All assignments must be submitted via gradescope to obtain credit. Information on how to set up an account is included in Homework 0.

I provide the $\LaTeX$ file used to generate each homework below. Please feel free to use this as a starting point for typing up your assignment.

• Homework 0, Due: April 8, 2019 (pdf) (tex)
• Homework 1, Due: April 16, 2019 (pdf) (tex)
• Homework 2, Due: April 23, 2019 (pdf) (tex)
• Homework 3, Due: May 6, 2019 (pdf) (tex)
• Homework 4, Due: May 22, 2019 (pdf) (tex)

### Project

The project description and template are now available.

• Please email me your groups and selected topic by Friday, May 24th.
• I will read your project description once and give feedback as long as you get it to me by 11:59 PM on June 1, 2019.

### Files for Python Tutorials

• Tutorial 1 PLA (ipynb)
• Tutorial 2 Linear Regression (ipynb)
• Tutorial 3 Logistic Regression (ipynb)
• Tutorial 4 MLP using SGD on MNIST (ipynb)
• Tutorial 5 Hyperparameter Tuning (ipynb)
• Tutorial 6 Convolutional Neural Networks (ipynb)

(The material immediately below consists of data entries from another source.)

PR #3728, opened 2022-03-11
feat: Add workspaces, projects, and related DB schema [DET-6815]

mapmeld:
## Description

Based on the ERD doc, adds tables to the database to support workspaces and projects.

- `username` fields via `user_id` + JOIN
- `lastExperimentStartedAt`, `numExperiments`, and `numActiveExperiments` fields would come from query of experiments with matching `project_id`
- Notes table joined in on their `project_id` field (unless we want these to be JSON attached to the Project table)
- `checkpoint_id` cannot refer to `checkpoints` directly because it's a view, not a table.

## Checklist

### DIFF
--- a/master/static/migrations/20220311095512_add_workspace_tables.up.sql
+++ b/master/static/migrations/20220311095512_add_workspace_tables.up.sql
@@ -1,0 +1,25 @@
+CREATE TABLE workspaces (
+  id SERIAL PRIMARY KEY,
+  name TEXT UNIQUE NOT NULL,
+  archived BOOLEAN,
+  user_id INT REFERENCES users(id)
+);
+CREATE TABLE projects (
+  id SERIAL PRIMARY KEY,
+  name TEXT UNIQUE NOT NULL,
+  description TEXT,
+  archived BOOLEAN,
+  workspace_id INT REFERENCES workspaces(id),
+  user_id INT REFERENCES users(id)
+);
+CREATE TABLE notes (
+  id SERIAL PRIMARY KEY,
+  name TEXT NOT NULL,
+  contents TEXT,
+  project_id INT REFERENCES projects(id)
+);
+CREATE TABLE project_models (
+  name TEXT,
+  checkpoint_id INT
+);
+ALTER TABLE experiments ADD COLUMN project_id INT REFERENCES projects(id) NULL;
--- a/master/static/migrations/20220311095512_add_workspace_tables.up.sql
+++ b/master/static/migrations/20220311095512_add_workspace_tables.up.sql
@@ -4,21 +4,26 @@ CREATE TABLE workspaces (
   name TEXT UNIQUE NOT NULL,
   archived BOOLEAN,
   created_at timestamp with time zone NOT NULL DEFAULT NOW(),
-  user_id INT REFERENCES users(id)
+  user_id INT REFERENCES users(id),
+  immutable BOOLEAN DEFAULT FALSE
 );
 CREATE TABLE projects (
   id SERIAL PRIMARY KEY,
-  name TEXT UNIQUE NOT NULL,
+  name TEXT NOT NULL,
   description TEXT,
   archived BOOLEAN,
   created_at timestamp with time zone NOT NULL DEFAULT NOW(),
   notes JSONB,
   workspace_id INT REFERENCES workspaces(id),
-  user_id INT REFERENCES users(id)
+  user_id INT REFERENCES users(id),
+  immutable BOOLEAN DEFAULT FALSE,
+  UNIQUE (name, workspace_id)
 );
 CREATE TABLE project_models (
   name TEXT,
-  checkpoint_id INT
+  checkpoint_id INT,
+  created_at timestamp with time zone NOT NULL DEFAULT NOW(),
+  project_id INT REFERENCES projects(id)
 );
 ALTER TABLE experiments ADD COLUMN project_id INT REFERENCES projects(id) NULL;
 
@@ -26,6 +31,7 @@ ALTER TABLE experiments ADD COLUMN project_id INT REFERENCES projects(id) NULL;
 CREATE INDEX ix_experiments_project_id ON public.experiments USING btree (project_id);
 CREATE INDEX ix_projects_workspace_id ON public.projects USING btree (workspace_id);
 CREATE INDEX ix_projects_user_id ON public.projects USING btree (user_id);
+CREATE INDEX ix_project_models_project_id ON public.project_models USING btree (project_id);
 CREATE INDEX ix_workspaces_user_id ON public.workspaces USING btree (user_id);
 
 -- Default workspace and project objects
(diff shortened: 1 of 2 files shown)


EmilyBonar (changes requested):
This has the basics, but there's some stuff I think we need to address, in addition to the comments. Shouldn't the database indexes be created in add_workspace_tables.up? Also, I think it should include creating the default workspace and project (both named `Uncategorized`), and then setting all existing experiments to being within that project. Finally, I don't know enough SQL to know if this is possible, but if there's some way for those default workspaces and project to be immutable that would be good, so that people couldn't accidentally fuck up their environment.

master/static/migrations/20220311095512_add_workspace_tables.up.sql
```diff
@@ -0,0 +1,25 @@
+CREATE TABLE workspaces (
+  id SERIAL PRIMARY KEY,
+  name TEXT UNIQUE NOT NULL,
+  archived BOOLEAN,
+  user_id INT REFERENCES users(id)
```
hkang1, line 5: **question:** does this need creation time?

master/static/migrations/20220311095512_add_workspace_tables.up.sql
```diff
@@ -0,0 +1,25 @@
...
+);
+CREATE TABLE projects (
+  id SERIAL PRIMARY KEY,
+  name TEXT UNIQUE NOT NULL,
+  description TEXT,
+  archived BOOLEAN,
+  workspace_id INT REFERENCES workspaces(id),
+  user_id INT REFERENCES users(id)
+);
```
hkang1, line 14: **question:** does this need creation time?

master/static/migrations/20220311095512_add_workspace_tables.up.sql
```diff
@@ -0,0 +1,25 @@
...
+CREATE TABLE notes (
+  id SERIAL PRIMARY KEY,
+  name TEXT NOT NULL,
+  contents TEXT,
+  project_id INT REFERENCES projects(id)
+);
+CREATE TABLE project_models (
+  name TEXT,
+  checkpoint_id INT
+);
```
hkang1, line 24: **question:** this table seems like it's missing a couple of things. I can't remember the full context but some that I can think of are:
```
project_id INT REFERENCES projects(id)
creation_time timestamp with time zone NOT NULL
```

master/static/migrations/20220311095512_add_workspace_tables.up.sql
```diff
@@ -0,0 +1,25 @@
+CREATE TABLE workspaces (
+  id SERIAL PRIMARY KEY,
+  name TEXT UNIQUE NOT NULL,
```
hkang1, line 3: **note:** Looking at some of the other migration sql, for fields like this, it seems like the common pattern they use is...
```
name character varying UNIQUE NOT NULL
```
I think they might be the [same under the hood](https://stackoverflow.com/a/4849030/5402432), so implementation-wise it doesn't matter, but might be worth consideration if we want to keep them consistent.

master/static/migrations/20220311095512_add_workspace_tables.up.sql
```diff
@@ -0,0 +1,25 @@
...
+  archived BOOLEAN,
+  workspace_id INT REFERENCES workspaces(id),
+  user_id INT REFERENCES users(id)
+);
+CREATE TABLE notes (
+  id SERIAL PRIMARY KEY,
+  name TEXT NOT NULL,
+  contents TEXT,
+  project_id INT REFERENCES projects(id)
+);
```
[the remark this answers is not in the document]
hkang1: Definitely not a DB expert but this seems like it's optimizing for pulling projects without notes and then joining when notes are necessary. I looked up some info regarding this and it seems like if project `notes` are `nullable` then querying the table without notes is [just as efficient](https://dba.stackexchange.com/a/18406/228845). cc @stoksc <== DB expert

master/static/migrations/20220311095512_add_workspace_tables.up.sql
stoksc: personally i prefer text unless you specifically need varchar(n)/char(n).

master/static/migrations/20220311095512_add_workspace_tables.up.sql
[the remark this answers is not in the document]
stoksc: The entire post @hkang1 linked is everything I would say and more. My guess would be a separate table makes sense unless every query that ever queries projects also always wants the notes, and we're sure that will be true basically forever.

master/static/migrations/20220311095512_add_workspace_tables.up.sql
mapmeld: yes it does, I noticed when I was working on the 2nd part of this... I will add it to this migration to keep it cleaner

master/static/migrations/20220311095512_add_workspace_tables.up.sql
mapmeld: I will keep it as text, but thanks for checking on this. We don't have any set reason to limit name length with varchar type.

master/static/migrations/20220311095512_add_workspace_tables.up.sql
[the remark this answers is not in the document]
mapmeld: I mentioned in the PR that I could see this being a JSONB column -- we plan to return the full Project from any API query of Projects. I will switch to JSONB

mapmeld:
@EmilyBonar I've added an `immutable` column (default false) to projects and workspace, and when adding the default / Uncategorized project, it'll have it set to true.  I'm assuming that the user_id here is that for the admin user, but maybe we can leave user_id = NULL ?

When we reach the DELETE ticket, I will suggest that we hide rather than actually delete projects or their descendant experiment relationships.

master/static/migrations/20220311095512_add_workspace_tables.up.sql
mapmeld: added these in, plus an index for the project_id

master/static/migrations/20220311095512_add_workspace_tables.up.sql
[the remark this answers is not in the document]
stoksc: I would recommend keeping them separate, personally.

> we're sure that will be true basically forever.

like for this, i dont quite believe this will be true. e.g., if we do historical allocation aggregation queries and we want to join to projects/workspaces to aggregate over them, then separate would be better since that query won't need notes and postgres is a row store. for context that particular query is already the hardest on the system by a lot.

master/static/migrations/20220311095512_add_workspace_tables.up.sql
```diff
@@ -0,0 +1,53 @@
...
+  user_id INT REFERENCES users(id),
+  immutable BOOLEAN DEFAULT FALSE
+);
+CREATE TABLE projects (
+  id SERIAL PRIMARY KEY,
+  name TEXT NOT NULL,
+  description TEXT,
+  archived BOOLEAN,
+  created_at timestamp with time zone NOT NULL DEFAULT NOW(),
+  notes JSONB,
```
EmilyBonar, line 16: I think we want this as a JSONB array. That would let us store multiple "pages" of notes as in the initial design.

EmilyBonar (approved):
As far as I can tell this looks good, but someone who has a better grasp of SQL should look it over as well.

Each week, we will post readings and other media that complement the lecture material. [TAGS] are acronyms for textbooks listed under Resources below. Most of this content is available online at no cost. These are strongly recommended, but not required. Feel free to skip topics familiar topics; otherwise dive in!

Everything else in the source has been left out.